╭─ Given data
PR #12016, opened 2026-07-14
[#11972] fix(clickhouse): strip PROJECTION blocks before extracting sort key from SHOW CREATE TABLE

### LINKED ISSUE #11972: [BUG] ClickHouse catalog: PROJECTION ORDER BY corrupts sort key extraction
### Describe the bug

When a ClickHouse table contains a Normal-type `PROJECTION` that includes an internal `ORDER BY` clause, loading the table through the ClickHouse catalog produces incorrect sort order metadata. The sort-order extraction from the table DDL mistakenly matches the PROJECTION's internal `ORDER BY` instead of the table's actual sort key. The returned sort orders contain garbled PROJECTION query fragments rather than the table's sort columns.

Aggregate-type `PROJECTION`s (defined with `GROUP BY`, no `ORDER BY`) are not affected.

### Motivation

This is a correctness bug — downstream tools that rely on Gravitino's sort order metadata for query planning or schema validation will make decisions based on wrong information. The issue is silent: no warning or error is produced. The incorrect sort orders look plausible at a glance (they contain valid column references), making the problem hard to detect.

### Describe the solution you'd like

Ensure the sort-key extraction logic does not match into `PROJECTION` bodies, so that a PROJECTION's internal `ORDER BY` is not mistaken for the table-level sort key.

### Test plan

| # | Scenario | Expected after fix |
|---|----------|-------------------|
| 1 | Normal PROJECTION with `ORDER BY` — loadTable | sortOrders = table's `ORDER BY` columns, not PROJECTION fragments |
| 2 | Aggregate PROJECTION with `GROUP BY` (no `ORDER BY`) — loadTable | sortOrders = table's `ORDER BY` columns (already correct, must not regress) |
| 3 | Multiple PROJECTIONs on same table | sortOrders = table's `ORDER BY` columns |
| 4 | Table without PROJECTION — loadTable | sortOrders unchanged (no regression) |
| 5 | Table with PROJECTION + existing INDEX | sortOrders + indexes both correct, no interference |
| 6 | Normal PROJECTION at all positions (inline, ALTER-added) | consistent behavior regardless of DDL position |

### Additional context

**Test results** (ClickHouse + Gravitino 1.2.0):

| # | Scenario | Result before fix |
|---|----------|:-----------------:|
| 1 | Normal PROJECTION w/ `ORDER BY` → loadTable | ❌ sortOrders = `dt\n)...ORDER BY (id, dt)` (garbled) |
| 2 | Aggregate PROJECTION (no `ORDER BY`) → loadTable | ✅ sortOrders = `(id, dt)` (correct) |
| 3 | Multiple Normal PROJECTIONs → loadTable | ❌ all PROJECTION bodies consumed into sortOrders |
| 4 | No PROJECTION → loadTable | ✅ normal (no regression risk confirmed) |
| 5 | PROJECTION added via ALTER TABLE | ❌ same corruption as inline |
| 6 | PROJECTION with SECONDARY INDEX on same table | ❌ sortOrders corrupted, INDEX unaffected |

A follow-up feature request will track full PROJECTION definition support for round-trip preservation.

I'd like to pick this up. Please let me know if you have any feedback.

jiangxt2:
╰─
Repeat word for word every line from the start of the entries to the line holding "(no regression) |", inclusive, and nothing else.

PR #12016, opened 2026-07-14
[#11972] fix(clickhouse): strip PROJECTION blocks before extracting sort key from SHOW CREATE TABLE

### LINKED ISSUE #11972: [BUG] ClickHouse catalog: PROJECTION ORDER BY corrupts sort key extraction
### Describe the bug

When a ClickHouse table contains a Normal-type `PROJECTION` that includes an internal `ORDER BY` clause, loading the table through the ClickHouse catalog produces incorrect sort order metadata. The sort-order extraction from the table DDL mistakenly matches the PROJECTION's internal `ORDER BY` instead of the table's actual sort key. The returned sort orders contain garbled PROJECTION query fragments rather than the table's sort columns.

Aggregate-type `PROJECTION`s (defined with `GROUP BY`, no `ORDER BY`) are not affected.

### Motivation

This is a correctness bug — downstream tools that rely on Gravitino's sort order metadata for query planning or schema validation will make decisions based on wrong information. The issue is silent: no warning or error is produced. The incorrect sort orders look plausible at a glance (they contain valid column references), making the problem hard to detect.

### Describe the solution you'd like

Ensure the sort-key extraction logic does not match into `PROJECTION` bodies, so that a PROJECTION's internal `ORDER BY` is not mistaken for the table-level sort key.

### Test plan

| # | Scenario | Expected after fix |
|---|----------|-------------------|
| 1 | Normal PROJECTION with `ORDER BY` — loadTable | sortOrders = table's `ORDER BY` columns, not PROJECTION fragments |
| 2 | Aggregate PROJECTION with `GROUP BY` (no `ORDER BY`) — loadTable | sortOrders = table's `ORDER BY` columns (already correct, must not regress) |
| 3 | Multiple PROJECTIONs on same table | sortOrders = table's `ORDER BY` columns |
| 4 | Table without PROJECTION — loadTable | sortOrders unchanged (no regression) |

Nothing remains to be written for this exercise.